Firstly, the command track of the two joints’ angles in the experiment as shown in Figs. 6a and 7a. One motion period’s duration is 8 s. In each period, the two joints will rotate a predetermined angle in rest-to-rest and stop for a moment, after that they will rotate back to the original angle in the same method. In the first four periods, the rotation angles of two joints in each period are decreased from the last period, because it could make the dynamics of flexible system varying severely in different periods. However, in the second four-periods, the rotation angles will repeat the first four-periods, so that the dynamics of the flexible system will repeat similar variation in two four-periods. Consequently, there are totally 8 periods in the verification experiments. Besides, to show the effects of input shaping and give initialization time of AIS, there is no input shaping of two joints in the first period. Different input shaping will be started from the second period, including traditional AIS, and the presented AIS with ELM.

Fig. 6

a Angle track of joint 1. b Joint 1’s result of vibration suppression with two AIS methods

Fig. 7

a Angle track of joint 2. b Joint 2’s result of vibration suppression with two AIS methods

The vibration could be linearly represented by the outputs of strain gauges; consequently, the curve of the strain gauges’ output could reflect the strain’s variety of the flexible system in linearity. Joint 1’s output contrast from strain gauges with two different methods is shown in Fig. 6b, and joint 2’s output contrast is shown in Fig. 7b. All the unit of these curves are V.

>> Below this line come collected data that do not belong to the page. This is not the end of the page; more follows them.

PR #1425, opened 2023-07-31
SwiftUI timeline tweaks

stefanceriu:
Delay rendering bottom timeline items when scrolled up and avoid content shifts
- builds on top of langleyd/timeline_defer_new_items
- improve animations

### DIFF
--- a/ElementX/Sources/Screens/RoomScreen/RoomScreenViewModel.swift
+++ b/ElementX/Sources/Screens/RoomScreen/RoomScreenViewModel.swift
@@ -299,7 +299,7 @@ class RoomScreenViewModel: RoomScreenViewModelType, RoomScreenViewModelProtocol 
             }
         }
         
-        // The SwiftUI scroll view needs special handling, see `selectivellyUpdateTimelineItems`
+        // The SwiftUI scroll view needs special handling, see `selectivelyUpdateTimelineItems`
         if state.swiftUITimelineEnabled {
             selectivelyUpdateTimelineItems(timelineItemsDictionary: timelineItemsDictionary)
         } else {
--- a/ElementX/Sources/Screens/RoomScreen/RoomScreenViewModel.swift
+++ b/ElementX/Sources/Screens/RoomScreen/RoomScreenViewModel.swift
@@ -304,6 +304,7 @@ class RoomScreenViewModel: RoomScreenViewModelType, RoomScreenViewModelProtocol 
             selectivelyUpdateTimelineItems(timelineItemsDictionary: timelineItemsDictionary)
         } else {
             state.timelineViewState.itemsDictionary = timelineItemsDictionary
+            state.timelineViewState.renderedTimelineIDs = Array(timelineItemsDictionary.keys)
         }
     }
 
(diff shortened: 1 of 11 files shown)


ElementX/Sources/Screens/RoomScreen/RoomScreenViewModel.swift
```diff
@@ -276,29 +280,34 @@ class RoomScreenViewModel: RoomScreenViewModelType, RoomScreenViewModelProtocol
...
-                        timelineItemsDictionary.updateValue(updateViewstate(item: item, groupStyle: .middle),
+                        timelineItemsDictionary.updateValue(updateViewState(item: item, groupStyle: .middle),
                                                             forKey: item.id.timelineID)
                     }
                 }
             }
         }
         
-        state.timelineViewState.itemsDictionary = timelineItemsDictionary
+        // The SwiftUI scroll view needs special handling, see `selectivellyUpdateTimelineItems`
```
pixlwave, line 302:
```suggestion
        // The SwiftUI scroll view needs special handling, see `selectivelyUpdateTimelineItems`
```

ElementX/Sources/Screens/RoomScreen/View/TimelineView.swift
```diff
@@ -61,17 +61,17 @@ struct TimelineView: View {
...
             guard let scrollView = scrollViewAdapter.scrollView else {
                 return
             }
             let offset = scrollView.contentOffset.y + scrollView.contentInset.top
 
-            // We give it a bit of tollerance which solves the issue when of it being displayed when the keyboard appears
-            let scrollToBottomButtonVisibleValue = offset > 5
-            if scrollToBottomButtonVisibleValue != scrollToBottomButtonVisible {
-                scrollToBottomButtonVisible = scrollToBottomButtonVisibleValue
+            let isScrolledToBottom = offset <= 0
```
pixlwave, line 70: Pointing out this went from a tolerance of 5pt to 0. Maybe that's fine, just wanted to make sure its intended.

ElementX/Sources/Screens/RoomScreen/RoomScreenViewModel.swift
```diff
@@ -307,6 +316,41 @@ class RoomScreenViewModel: RoomScreenViewModelType, RoomScreenViewModelProtocol
...
     }
+    
+    /// With the timeline scroll being reversed, introducing items at it's top (i.e. bottom now) will make the content move upwards, which is unwanted when
+    /// reading history. Delay rendering new items until it reaches the bottom again.
+    private func selectivelyUpdateTimelineItems(timelineItemsDictionary: OrderedDictionary<String, RoomTimelineItemViewState>) {
+        var timelineViewState = state.timelineViewState
+        
+        let newItemIdentifiers = Array(timelineItemsDictionary.keys)
+        
+        if !state.bindings.isScrolledToBottom,
```
pixlwave, line 327: Personally I would flip this `if` for readability.

pixlwave (approved):
Looks reasonable to me 👍

ElementX/Sources/Screens/RoomScreen/View/TimelineView.swift
stefanceriu: I tested it with both timelines and it seemed fine, 5 felt to magical ¯\_(ツ)_/¯

ElementX/Sources/Screens/RoomScreen/RoomScreenViewModel.swift
stefanceriu: Switching it would mean to have 2 different places where we `render everything normally` to account for the other conditions failing. I don't think it will make it more readable so I would prefer to keep it like this.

To give clear contrast of the two different AIS approaches, the arbitrarily chosen period from 18 to 26 s is magnified. Correspondingly, the maximum residual-vibration and the mean square error of residual-vibration are given in Table 5.

Table 5 Results contrast of the vibration with two AIS methods

From Table 5, it could be seen that the proposed method of AIS with ELM achieve better performance in vibration suppression. To analyze the source of better performance, the corresponding filter coefficients of adaptive input-shaper are shown in Figs. 8 and 9. It could be seen from Fig. 8 that the filter coefficients tend to close and could hardly achieve real-time adjustment using traditional AIS. After the addition of ELM, the filter coefficients of AIS with ELM are significantly different from traditional AIS, and similar change of coefficients could be observed from 4 to 34 s and 36 to 66 s, corresponding to the same angle tracks in these times. This means that the AIS with ELM could adjust to the time-varying dynamics of the flexible system; thus, it could achieve better performance in vibration suppression.

Fig. 8

Filter coefficients in traditional AIS

Fig. 9

Filter coefficients in AIS with ELM

4 Conclusions

In this paper, a promoted approach of AIS with ELM identification is proposed. To improve the adaptability and calculation accuracy of traditional AIS. Firstly, using the characteristic that ELM could fitting any non-linear function, the impulse response sequences of flexible system is being fitted, with better suppression of noise. Thus, the noise-caused low accuracy in calculation could be reduced significantly. Secondly, with the fixed length of the fitting impulse response sequences, the adaptivity of AIS could be improved obviously, as well as better calculation accuracy. After that, verification experiments are executed on a two-link flexible manipulator. The results of the verification experiment certified the promotion of AIS with ELM in calculation accuracy and its performance of residual vibration reduction.